Know How Our iCliniq Doctor Helped a Patient With Systemic Inflammation

Know How Our iCliniq Doctor Helped a Patient With Systemic Inflammation

#icliniq100hrs success story

A patient consulted our iCliniq doctor with a complaint of systemic inflammation and a CRP (C-reactive protein) of 200, which, he mentioned, had shot up from his previous test reports. He gave a history of undergoing a tooth extraction and a bone graft placement following it. He then mentioned that he was advised antibiotics post-extraction, following which his CRP had reduced to 2. He also told our doctor that he had a fever, sore throat, and nasal discharge at night. He added that the CAT (computed tomography) scan he underwent showed tooth inflammation and a polyp. Regarding the symptoms, he only mentioned feeling tenderness on the extraction site and no symptoms otherwise. He expressed his concerns regarding the CAT scan report results and asked whether there was any infection in the teeth or the extraction socket and the cause of the polyp. He also enquired whether the implant adjacent to the extraction site was infected and if there were signs of bone loss. He further informed our doctor about getting diagnosed with osteomyelitis and taking medications. He concluded his query by enclosing his most recent CRP value, which was 250.

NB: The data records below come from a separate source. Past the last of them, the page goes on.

PR #501, opened 2025-07-08
Remove duplicate class SMLogger

zokhasan:
Same SMLogger classes were in SheetMetalLogger.py
and SheetMetalTools.py. The newer commit 3a793093 (8 Dec 2024) copied this class in SheetMetalTools.py, so class is remove from SheetMetalLogger.py.

Correct imports of this class in other files.


zokhasan:
In
- SheetMetalFoldCmd.py
- SheetMetalFormingCmd.py
nothing used this class, so imports just deleted.

Lines in SheetMetalBaseShapeCMD.py that use this class were commented,
so make import also commented.

shaise:
Thanks for the cleanup!
I have removed SheetMetalLogger altogether.

zokhasan:
@shaise , 'smwb_locator.py' has also only a license notice

shaise:
Indeed.
@easyw , do you remember why you added this file?

Issue #481, opened 2025-03-08
The workbench lacks a sketch creation command


pierreporte:
### Describe the feature

The sheet metal workbench works with sketches, but it doesn’t offer a command to create them. Users need to either go to PartDesign or Sketcher workbenches to do so. It would be a good idea to provide one of the two commands, `Sketcher_NewSketch` or `PartDesign_NewSketch` (preferably the PD version). Once https://github.com/FreeCAD/FreeCAD/issues/12106 is resolved, the new unique command could replace it.

### Would you like to work on this issue?

None

shaise:
Agree completely. Added to my list.

zokhasan:
https://github.com/user-attachments/assets/acd18903-9f9f-4d99-92a1-4e21a6c52f28

pierreporte:
@zokhasan of course it can be added manually but it should be there by default.

shaise:
anyone knows how to do it by code?

davesrocketshop:
Import the Sketcher commands

`import SketcherGui`

Add it to your toolbar (example from the Rocket WB)

`self.appendToolbar(translate('Rocket', 'Rocket'),
                        ['Separator', 'Rocket_NewSketch', 'Sketcher_EditSketch', 'Separator', 'Rocket_Calculators'])`

davesrocketshop:
I also have a command to create a new sketch in the XZ plane (Rocket_NewSketch in the previous post). You can see the code for that here:

https://github.com/davesrocketshop/Rocket/blob/master/Ui/Commands/CmdSketcher.py#L46

zokhasan:
I was able to do the same as in the video (like "Customize…" command) but through code.
What other buttons should be on this extra panel by default? Maybe "Create body",... or only "Create sketch"?

shaise:
The problem is the sketch button should be smart to know if to start a partdesign sketch or a part sketch

zokhasan:
@shaise , as I understand it, if add button "Create sketch" from the Sketcher workbench (not from PartDesign workbench) then it will work with both PartDesign and Part... or I didn't catch up with something...

zokhasan:
I mean, for SheetMetal workbench it might be enough to add only "create sketch" from Sketcher workbench..

shaise:
I'm not sure. I dont know how it will work of the sheetmetal is in a body.

zokhasan:
[...]

PR #503, opened 2025-07-12
Add 'Create sketch' command (issue #481)

zokhasan:


pierreporte:
I don’t think it’s a good idea to add the command only if it’s already present.

@shaise what do you think?

shaise:
@pierreporte , please explain. what do you mean if it's already present?

pierreporte:
@shaise The code checks if `Sketcher_NewSketch` or `PartDesign_NewSketch` are already present on the toolbars, and adds `PartDesign_NewSketch` only when they are not already there.

shaise:
@pierreporte , Yes, and what do you think should be the correct behavior?
In any case, I'm against setting it as a separate toolbar, it should be added as part of the main sheetmetal toolbar. Also the best thing is to automatically detect if it is a part sketch or partdesign sketch. if not, this should at least somehow be clear to the user what is he using. The icons are too similar

pierreporte:
I would prefer that it’s added regardless of what the user already added to the toolbar, because it’s a UI/UX design choice, so it seems we agree.

As for the two similar commands, the best solution is to merge the two commands so that `Sketcher_NewSketch` can do everything: https://github.com/FreeCAD/FreeCAD/issues/12106

luzpaz:
@shaise so to summarize you agree with the idea but not with the application of it ?

shaise:
> @shaise so to summarize you agree with the idea but not with the application of it ?

yes

luzpaz:
> In any case, I'm against setting it as a separate toolbar, it should be added as part of the main sheetmetal toolbar. Also the best thing is to automatically detect if it is a part sketch or partdesign sketch. if not, this should at least somehow be clear to the user what is he using. The icons are too similar

@zokhasan what are your thoughts. Would you consider modifying it. Also considering the unknown future of https://github.com/FreeCAD/FreeCAD/issues/12106

zokhasan:
Sorry @luzpaz , I just saw this message.
Honestly I'm not sure about this path, so I'll pass.

velog:
It is must feature to have sketch on the tool bar, and maybe some other features from the Part Design(fillet, chamfer and patterns)

pierreporte:
@shaise This PR should be closed since it was superseded by commit 5b18132e6e5ebf3990b3b509bc40eeac88c33ba9

PR #504, opened 2025-07-13
Fix enable params when open the BaseShapeTaskPanel

zokhasan:
https://github.com/user-attachments/assets/3e38c374-20f8-41a0-a09d-e697776f1fd5


shaise:
Thanks!!!!

PR #292, opened 2021-12-11
Beat That Base Submission.

SK-Luke:

🚀🚀🚀🚀🚀🚀🚀🚀🚀🚀🚀🚀🚀🚀🚀🚀

Ans: 2.5 hours

Ans: My dice roll results kept changing everything I click submit. Solved it by adding results of role into array so that the dice will not roll again to change result.

Ans: Refactoring the helper function

Comfort Level (1-5):
4

Completeness Level (1-5):
5

Ans: It is doable and interesting as we are able to incorporate everything we have learnt so far.

Ans: I managed to finish the project, and had use consolo.log more often to ensure every step is well.

Ans: 
1. Naming of my variables. I feel that some naming might be too long, or seems conflicting with other names as it looks similar.

2. I did not reset player names at the end of the game. Is it better to reset? Since player names will be assigned a new value every time the game restarts.

### DIFF
--- a/script.js
+++ b/script.js
@@ -1,4 +1,294 @@
+/* Beat That - Base
+Requirements
+1. There are 2 players and players take turns.
+2. When a player clicks Submit, the game rolls 2 dice and shows the dice rolls, for example 3 and 6.
+3. The player picks the order of the dice they want. For example, if they wanted the number 63, they would specify that the 2nd dice goes first. You can choose how the player        
+   specifies dice order.
+4. After both players have rolled and chosen dice order, the player with the higher combined number wins.
+
+Objectives:
+1. 1v1 player vs player dice roll game &&
+2. Roll 2 dice and concentate the 2 dice number together &&
+3. Players can choose order of dice to concentate (dice 1 + dice 2 || dice 2 + dice 1)
+
+What is required?
+1. Dice Roll helper function
+2. Global states for different gamemode
+3. Game function
+4. Instructions for user
+*/
+
+//GLOBAL VARIABLES
+var currentGameMode = "welcomeToBeatThat"; //Starting Game Mode
+var player1 = ""; //Player 1 IGN
+var player2 = ""; //Player 2 IGN
+
+var userChosenDiceOrder = ""; //User desired dice order, either 1 or 2 (input = userDiceOrder)
+
+// player 1 dice results, store in array for later use, prevent another diceroll to reset results too.
+var player1dice1Arr = [];
+var player1dice2Arr = [];
+// player 2 dice results, store in array for later use, prevent another diceroll to reset results too.
+var player2dice1Arr = [];
+var player2dice2Arr = [];
+
+var player1Score = ""; //Player 1 score at the end of turn
+var player2Score = ""; //Player 2 score at the end of turn
+
+// Dice Roll helper function
+var rollDice = function () {
+  // produces a float between 0 and 6
+  var randomFloat = Math.random() * 6;
+  // take off the decimal
+  var resultInteger = Math.floor(randomFloat) + 1;
+  console.log(`rollDice function, ${resultInteger}`);
+  return resultInteger;
+};
+
+// Player 1 Result Function
+var player1Result = function (player1, player2, userChosenDiceOrder) {
+  var myOutputValue = "";
+  if (currentGameMode == "player1Roll") {
+    var diceRoll1 = rollDice();
+    player1dice1Arr.push(diceRoll1);
+    console.log(`dice roll 1 : ${diceRoll1}`);
+    console.log(`player 1 dice 1 array, ${player1dice1Arr}`);
+
+    var diceRoll2 = rollDice();
+    player1dice2Arr.push(diceRoll2);
+    console.log(`dice roll 2 : ${diceRoll2}`);
+    console.log(`player 1 dice 2 array, ${player1dice2Arr}`);
+
+    //Summary Result Message + Note on how to choose dice order
+    myOutputValue = `Your rolled dice result: <br><br>
+  dice 1 : ${player1dice1Arr} <br><br>
+  dice 2 : ${player1dice2Arr} <br><br>
+  Please choose the order of desired dice result. <br>
+  Type 1 and click enter if you wish for dice 1 to be the first number <br>
+  Type 2 and click enter if you wish for dice 2 to be the first number`;
+
+    currentGameMode = "player1Choice"; //Change game mode to allow player 1 to decide dice order
+    console.log(`diceResult of both dice rolled, ${myOutputValue}`);
+  }
+  // Chosen dice 1 to be first
+  else if (currentGameMode == "player1Choice" && userChosenDiceOrder == 1) {
+    myOutputValue = `${player1} have chose dice 1 to be the first in order, your result is ${player1dice1Arr}${player1dice2Arr} <br><br>
+     ${player2}, you may now begin to roll the dice by clicking enter.`;
+
+    player1Score = `${player1dice1Arr}${player1dice2Arr}`; // Player 1 score
+
+    console.log(`player 1 score, ${player1Score}`);
+    console.log(`user Chosen Dice Order, ${userChosenDiceOrder}`);
+    console.log(`Dice 1 as first number results, ${myOutputValue}`);
+
+    currentGameMode = "player2Roll"; //Change game mode to player 2 turn to roll
+    console.log(
+      `Player 1 turn end, now is player 2 turn. Current mode : ${currentGameMode}`
+    );
+
+    return myOutputValue;
+  } else if (currentGameMode == "player1Choice" && userChosenDiceOrder == 2) {
+    myOutputValue = `${player1} have chose dice 2 to be the first in order, your result is ${player1dice2Arr}${player1dice1Arr} <br><br>
+     ${player2}, you may now begin to roll the dice by clicking enter.`;
+
+    player1Score = `${player1dice2Arr}${player1dice1Arr}`; // Player 1 score
+
+    console.log(`player 1 score, ${player1Score}`);
+    console.log(`user Chosen Dice Order, ${userChosenDiceOrder}`);
+    console.log(`Dice 2 as first number results, ${myOutputValue}`);
+
+    currentGameMode = "player2Roll"; // Change game mode to player 2 turn to roll
+    console.log(
+      `Player 1 turn end, now is player 2 turn. Current mode : ${currentGameMode}`
+    );
+  } else if (
+    currentGameMode == "player1Choice" &&
+    (userChosenDiceOrder !== 2 || userChosenDiceOrder !== 1)
+  ) {
+    myOutputValue = `You have enter an invalid input for dice order. Pleaser enter either a 1 or 2 to choose your dice order. Thank you! <br><br>
+    Your rolled dice result: <br><br>
+  dice 1 : ${player1dice1Arr} <br><br>
+  dice 2 : ${player1dice2Arr} <br><br>
+  Please choose the order of desired dice result. <br>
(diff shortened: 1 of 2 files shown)


script.js
```diff
@@ -1,4 +1,294 @@
...
+
+// player 1 dice results, store in array for later use, prevent another diceroll to reset results too.
+var player1dice1Arr = [];
+var player1dice2Arr = [];
+// player 2 dice results, store in array for later use, prevent another diceroll to reset results too.
+var player2dice1Arr = [];
+var player2dice2Arr = [];
+
+var player1Score = ""; //Player 1 score at the end of turn
+var player2Score = ""; //Player 2 score at the end of turn
```
lim-jiahao, line 36: nice and clear global variables, well commented. i would say that if the variable name is descriptive enough, such as the case of `player1Score`, the comment is unnecessary. this is another point for why descriptive variable names are desired as your code becomes self-documenting

i don't see the point of having a `player1dice1Arr` and `player1dice2Arr`, similarly for player 2. seems like in the rest of your code, these arrays only store a max of 1 value, which defeats the purpose of an array. maybe it was an intentional design choice but from the rest of your code, it seems that it would be better if we have two arrays, `player1Rolls` and `player2Rolls`, and we push the dice rolls into the relevant array for each player

script.js
```diff
@@ -1,4 +1,294 @@
...
+      Game Rules: <br>
+      1. This is a 2 person, player vs player game. <br>
+2. The game will roll 2 dice and show the dice rolls result. For example, dice 1 rolled 3 and dice 2 rolled 4. <br>
+3. The player that rolled the dice will pick the order of the dice.(If they wanted the number 43, they would specify that the 2nd dice goes first.) <br>
+4. After both players have rolled and chosen their dice order, the player with the higher combined number wins.  `;
+
+    currentGameMode = "enterPlayer1";
+
+    return myOutputValue;
+  }
```
lim-jiahao, line 236: this is ok, but try seeing if you can output the message into the output box immediately on page load by editing the html so that the user sees the message straight away when he loads the game. Currently when I load your game, I am greeted with an empty text input and output box, and it is not immediately clear what I have to do. Always think about user experience when you are designing something!

This will involve editing the html which I realise you attempted a bit in this project by changing the header and button text but do try playing around with HTML/CSS more for blackjack, even if it is simple things like changing the background color of the page or the container box, or changing the fonts that are being used.

script.js
```diff
@@ -1,4 +1,294 @@
...
+
+    //Reset both player dice array
+    player1dice1Arr = [];
+    player1dice2Arr = [];
+    player2dice1Arr = [];
+    player2dice2Arr = [];
+
+    //Reset player scores
+    player1Score = ""; //Player 1 score at the end of turn
+    player2Score = ""; //Player 2 score at the end of turn
```
lim-jiahao, line 289: a separate helper function to reset your game would prob be ideal, esp if its a more complex game with more variables

for your desired specific feedback, prob not necessary to reset the player names if you are absolutely certain in your gameplay logic that it will get reset to new values when the game restarts. but otherwise, the guideline is better safe than sorry

script.js
```diff
@@ -1,4 +1,294 @@
...
+    //Set player 2 IGN
+    player2 = input;
+
+    currentGameMode = "player1Roll"; //Switch to Game Result for player 1
+
+    console.log(`currentGameMode, ${currentGameMode}`);
+    console.log(`Player 2 IGN, player 2: ${player2}`);
+
+    myOutputValue = `Welcome ${player2}. <br><br>
+    ${player1}, you may begin to start the game by clicking enter.`;
```
lim-jiahao, line 257: this is ok but a bit repetitive, consider how you can refactor this so that there is less code repetition

one way i can think of is having a `playerNames` array instead of the `player1` and `player2` variables you currently have, then just have one game state to keep pushing new player names into the array until the desired amount of players is reached, upon which you switch the game state to 'player1Roll`

script.js
```diff
@@ -1,4 +1,294 @@
...
+    myOutputValue = player1Result(player1, player2, userChosenDiceOrder);
+    return myOutputValue;
+  } else if (
+    //player 2 turn + player 2 result
+    currentGameMode == "player2Roll" || //Dice results of player 2
+    currentGameMode == "player2Choice" //player 2 desired outcome
+  ) {
+    userChosenDiceOrder = input;
+    myOutputValue = player2Result(player2, userChosenDiceOrder);
+    return myOutputValue;
```
lim-jiahao, line 274: similar to above, a bit repetitive, consider how to refactor this into just a single `else if` block

script.js
```diff
@@ -1,4 +1,294 @@
...
+  // produces a float between 0 and 6
+  var randomFloat = Math.random() * 6;
+  // take off the decimal
+  var resultInteger = Math.floor(randomFloat) + 1;
+  console.log(`rollDice function, ${resultInteger}`);
+  return resultInteger;
+};
+
+// Player 1 Result Function
+var player1Result = function (player1, player2, userChosenDiceOrder) {
```
lim-jiahao, line 49: the logic in your `player1Results` and `player2Results` function is very repetitive. think of how you can combine them into one function where in the function, you can detect whose turn it is and by extension, which array you should manipulate or get values from. this will shorten and organise your code greatly

script.js
```diff
@@ -1,4 +1,294 @@
...
+  if (currentGameMode == "player1Roll") {
+    var diceRoll1 = rollDice();
+    player1dice1Arr.push(diceRoll1);
+    console.log(`dice roll 1 : ${diceRoll1}`);
+    console.log(`player 1 dice 1 array, ${player1dice1Arr}`);
+
+    var diceRoll2 = rollDice();
+    player1dice2Arr.push(diceRoll2);
+    console.log(`dice roll 2 : ${diceRoll2}`);
+    console.log(`player 1 dice 2 array, ${player1dice2Arr}`);
```
lim-jiahao, line 60: as per my suggestion above to just have an overall `player1Rolls` array, you can do `player1Rolls = [rollDice(), rollDice()]` here

script.js
```diff
@@ -1,4 +1,294 @@
...
+
+    //Summary Result Message + Note on how to choose dice order
+    myOutputValue = `Your rolled dice result: <br><br>
+  dice 1 : ${player1dice1Arr} <br><br>
+  dice 2 : ${player1dice2Arr} <br><br>
```
lim-jiahao, line 65: this would then be `player1Rolls[0]` and `player1Rolls[1]` respectively

script.js
lim-jiahao: the reason why i emphasise the point of repetition so much is because in programming, we try not to repeat ourselves if possible - the reason for this is 1. for readability purpose, and 2. for code maintainability purpose, imagine you notice a bug here and need to change something, then you need to change it twice for the code sections you repeated. And this gets more complex if there are more instances of unnecessary repetition in your code.

script.js
```diff
@@ -1,4 +1,294 @@
...
+    player1Score = `${player1dice2Arr}${player1dice1Arr}`; // Player 1 score
+
+    console.log(`player 1 score, ${player1Score}`);
+    console.log(`user Chosen Dice Order, ${userChosenDiceOrder}`);
+    console.log(`Dice 2 as first number results, ${myOutputValue}`);
+
+    currentGameMode = "player2Roll"; // Change game mode to player 2 turn to roll
+    console.log(
+      `Player 1 turn end, now is player 2 turn. Current mode : ${currentGameMode}`
+    );
```
lim-jiahao, line 103: even within `player1Result`, this is fairly repetitive as well. notice how the only difference is really line 78 and line 94. one way i would improve this is to compute the score depending on if the dice order is 1 or 2, then construct your output and switch game mode.

```
  else if (currentGameMode == "player1Choice") {
    if (userChosenDiceOrder == 1) {
      player1Score = `${player1dice1Arr}${player1dice2Arr}`;
    } else {
      player1Score = `${player1dice2Arr}${player1dice1Arr}`;
    }

    myOutputValue = `${player1} have chose dice 1 to be the first in order, your result is ${player1Score} <br><br>
     ${player2}, you may now begin to roll the dice by clicking enter.`;

    currentGameMode = "player2Roll"; //Change game mode to player 2 turn to roll
    return myOutputValue;
  }
```

Removed the console.log statements as well to reduce clutter, which is generally good practice too. console.logs are good when you're working on code but when we deploy to production we usually omit them

script.js
```diff
@@ -1,4 +1,294 @@
...
+  dice 2 : ${player1dice2Arr} <br><br>
+  Please choose the order of desired dice result. <br>
+  Type 1 and click enter if you wish for dice 1 to be the first number <br>
+  Type 2 and click enter if you wish for dice 2 to be the first number
+    `;
+
+    console.log(
+      `Invalid input, current mode should still be player choice : ${currentGameMode}`
+    );
+    return myOutputValue;
```
lim-jiahao, line 120: this is fine but i would probably put the negative case up top first and check for that, returning early if so before moving on with the rest of my code

i like that you display the invalid input message to the user along with the dice rolls again! a comment i have for many students is that when they output this msg, they don't show the rolls again and it is very possible the user forgot the dice rolls

script.js
lim-jiahao: also consider having this part in its own function

Your gameplay logic and code can be broken into three distinct parts: 1. players roll, 2. players select order, 3. compare score. This provides a very nice starting point on how we can split the game into separate functions.

you already have the 3rd one with your `gameOutcome` function, but your players roll and players select order is currently together in one function, and you have one function for every player. this is not scalable esp if we introduce more players. Think of how you can come up with say, a `playerRoll` and `playerSelectOrder` function that works for every player

script.js
```diff
@@ -1,4 +1,294 @@
...
+  }
+  return myOutputValue;
+};
+// Player 2 Result Function
+var player2Result = function (player2, userChosenDiceOrder) {
```
lim-jiahao, line 125: see my comments on `player1Result` above to see how this can be improved and refactored

script.js
```diff
@@ -1,4 +1,294 @@
...
+
+    myOutputValue = `Welcome ${player2}. <br><br>
+    ${player1}, you may begin to start the game by clicking enter.`;
+  } else if (
+    // Condition for player 1 turn
+    //player 1 turn + player 1 result
+    currentGameMode == "player1Roll" || //Dice results of player 1
+    currentGameMode == "player1Choice" //player 1 desired outcome
+  ) {
+    userChosenDiceOrder = input;
```
lim-jiahao, line 264: if the dice rolls are the same, does it make sense from a user experience pov to have the user choose the order? think about how we can skip this step and automatically compute the dice roll if they are the same

script.js
```diff
@@ -1,4 +1,294 @@
...
+    ${player1} BEATS ${player2} with a score of ${player1Score} against ${player2Score} <br><br>
+    Click enter to start another new game`;
+    return myOutputValue;
+  } else if (player2Score > player1Score) {
+    myOutputValue = `Congratz ${player2} for winning!!! <br><br>
+     ${player2} BEATS ${player1} with a score of ${player2Score} against ${player1Score}<br><br>
+    Click enter to start another new game`;
+    return myOutputValue;
+  }
+};
```
lim-jiahao, line 215: hmm what if its a tie

lim-jiahao:
Hey Sek Kun,

Good work! A lot of my comments really are just about reducing code repetition and suggestions on how to refactor. You demonstrate good understanding of the concepts so far and put it to good use. The only obvious point of improvement would be to have less repetition in your code.

High level comments:
- Nice attempt at some basic HTML editing, hope to see more of this + CSS in blackjack!
- Refactor to reduce code repetition and enhance readability + maintainability
- For your desired specific feedback, the variable names look ok to me. Which do you feel are very similar?

Hope you get a chance to try out more than just Base for blackjack. You are definitely more than capable of doing so and it would be good practice. Excited to see what you come up with!

PR #294, opened 2021-12-11
B12S01 HONG-FOO-LIANG-Beat-that

fooliang:

🚀🚀🚀🚀🚀🚀🚀🚀🚀🚀🚀🚀🚀🚀🚀🚀

How many hours did you spend on this assignment? 1.5hr

Nothing specific, trial and error around logic required.

Comfort Level (1-5): 4.5

Completeness Level (1-5): 4

What did you think of this deliverable? Manageable logical task

Is there anything in this code that you feel pleased about? Solving problem

html maybe can learn more

### DIFF
--- a/script.js
+++ b/script.js
@@ -1,4 +1,111 @@
+var Dice1;
+var Dice2;
+var orderMode="";
+var playerMode=1;
+var player1Score=0;
+var player2Score=0;
+var outputmsg1= "Player 1, you chose Dice 1 first.<br>" + "Your number is ";
+var outputmsg2= "Player 1, you chose Dice 2 first.<br>" + "Your number is ";
+var outputmsg3= "Player 2, you chose Dice 1 first.<br>" + "Your number is ";
+var outputmsg4= "Player 2, you chose Dice 2 first.<br>" + "Your number is ";
+var outputmsg5= "<br> It is now Player 1's turn. <br>";
+var outputmsg6= "<br> It is now Player 2's turn. <br>";
+var outputmsg7="The current leaderboard is Player 1 wins with score ";
+var outputmsg8="The current leaderboard is Player 2 wins with score " ;
+var outputmsg9="The current leaderboard is both players tie with score ";
+var outputmsg10=".<br> The Player 1's score is ";
+var outputmsg11=".<br> The Player 2's score is "
+
 var main = function (input) {
-  var myOutputValue = 'hello world';
-  return myOutputValue;
+  
+  if (orderMode=="")
+  { Dice1=rollDice();
+    Dice2=rollDice();
+    orderMode="Choose Mode";
+    return "Welcome Player "+ playerMode +". You rolled " + Dice1 +" for Dice 1 and " + Dice2 + " for Dice 2. <br> Choose the order of the dice, eg input 1 for Dice 1, input 2 for Dice 2.";
+  }
+  else if (orderMode =="Choose Mode")
+  {   var combinedNum;
+    if (input==1 && playerMode==1)
+      { combinedNum=Dice1.toString()+Dice2.toString();
+        combinedNum=Math.floor(combinedNum);
+        player1Score=player1Score+combinedNum;
+        orderMode="";
+        playerMode=2;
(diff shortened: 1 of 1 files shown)


script.js
```diff
@@ -1,4 +1,111 @@
+var Dice1;
+var Dice2;
+var orderMode="";
+var playerMode=1;
+var player1Score=0;
+var player2Score=0;
+var outputmsg1= "Player 1, you chose Dice 1 first.<br>" + "Your number is ";
```
jeremylim91, line 7: Notice how there's a lot of repeated text in these lines? (lines 7-9). This is an indication that we can actually use variables to vary certain parts of this string, so that we just need to write the string once rather than repeating it multiple times. One way to do this would be to create a function that takes in several parameters. The function would then return a string with certain parts of the string that are the parameters. Does this make sense? Do reach out if unclear! :)

script.js
```diff
@@ -1,4 +1,111 @@
...
+        combinedNum=Math.floor(combinedNum);
+        player2Score=player2Score+combinedNum;
+        orderMode="";
+        playerMode=1;
+         if (player1Score>player2Score)
+        {  return outputmsg3 + combinedNum + outputmsg5
+        + outputmsg7 +player1Score +outputmsg11 + player2Score +"."; 
+        }
+        else if (player2Score>player1Score)
+        {  return outputmsg3 + combinedNum + outputmsg5
```
jeremylim91, line 77: Try thinking of more semantic variable names that itself describe what the contents are. In this case, in 3 weeks when you read your code you might not remember what output3 contains, and you would have to scroll up to see its contents.

script.js
```diff
@@ -1,4 +1,111 @@
...
+  else if (orderMode =="Choose Mode")
+  {   var combinedNum;
+    if (input==1 && playerMode==1)
+      { combinedNum=Dice1.toString()+Dice2.toString();
+        combinedNum=Math.floor(combinedNum);
+        player1Score=player1Score+combinedNum;
+        orderMode="";
+        playerMode=2;
+        if (player1Score>player2Score)
+        {  return outputmsg1 + combinedNum + outputmsg6
```
jeremylim91, line 36: Can consider using template literals `${variableName}` instead of concatenating the string. Not that any is better or worse, but template literals are just neater to read (if you prefer them)

script.js
```diff
@@ -1,4 +1,111 @@
...
+        + outputmsg7 +player1Score + outputmsg11 + player2Score +"."; 
+        }
+        else if (player2Score>player1Score)
+        {  return outputmsg1 + combinedNum + outputmsg6
+        + outputmsg8 +player2Score + outputmsg10 + player1Score +".";}
+        else
```
jeremylim91, line 42: Good use for else as a catch-all

script.js
```diff
@@ -1,4 +1,111 @@
...
+var outputmsg4= "Player 2, you chose Dice 2 first.<br>" + "Your number is ";
+var outputmsg5= "<br> It is now Player 1's turn. <br>";
+var outputmsg6= "<br> It is now Player 2's turn. <br>";
+var outputmsg7="The current leaderboard is Player 1 wins with score ";
+var outputmsg8="The current leaderboard is Player 2 wins with score " ;
+var outputmsg9="The current leaderboard is both players tie with score ";
+var outputmsg10=".<br> The Player 1's score is ";
+var outputmsg11=".<br> The Player 2's score is "
+
 var main = function (input) {
```
jeremylim91, line 19: Would be good if you can add more comments to explain your line of thought

jeremylim91 (commented):
Heyy @fooliang, good job completing Beat that! I know it's not easy, but the hard work has paid off. As for code quality, one thing you can do is to refactor some of the code so that you can abstract the logic from main into a helper function.

Keep up the good work,look forward to see your Blackjack project~

script.js
fooliang: Take turn for each player to roll two dice and then allow the player to decide which dice comes first to form a two-digit number. Accumulate every time each player throws a dice and compare the the results and show leaderboard.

Our iCliniq doctor, after a keen assessment of the patient’s symptoms and reports, confirmed his condition to be osteomyelitis. He explained to the patient that symptoms like fever, sore throat, nasal discharge, or tooth pain were common in osteomyelitis and polyps of the facial sinuses. He further said that the reports suggested alveolar polyps of the sinus and asked the patient to continue the same medication his doctor had prescribed. He further assured the patient that there was no infection in his tooth but that he could be at higher risk of infections because of the polyp. He also said that the inflammatory alveolar polyps could be treated surgically by endoscopic sinus surgery or non-surgically with antibiotics. He suggested the patient take an in-clinic opinion from a maxillofacial surgeon for close examination as he suspected infection in the sinus cavity, per the details provided. He then asked the patient if he experienced pain or shakiness in the implant.

The patient reverted and thanked our iCliniq doctor for his quick response. He answered our doctor’s question saying his upper right implant was sore, and expressed his concerns about noticing the tip of the implant into the sinus cavity in the scan. He was also worried that the tooth behind the implant was infected. He doubted if the root canal he underwent for the upper molar had failed and questioned if our doctor had detected any bone loss. He also mentioned that his dentist suspected neuralgia-inducing cavitational osteonecrosis (NICO) and an abscess in the lower left tooth caused by a failed filling. He then requested our doctor for a second opinion about the diagnosis made by his previous dentist.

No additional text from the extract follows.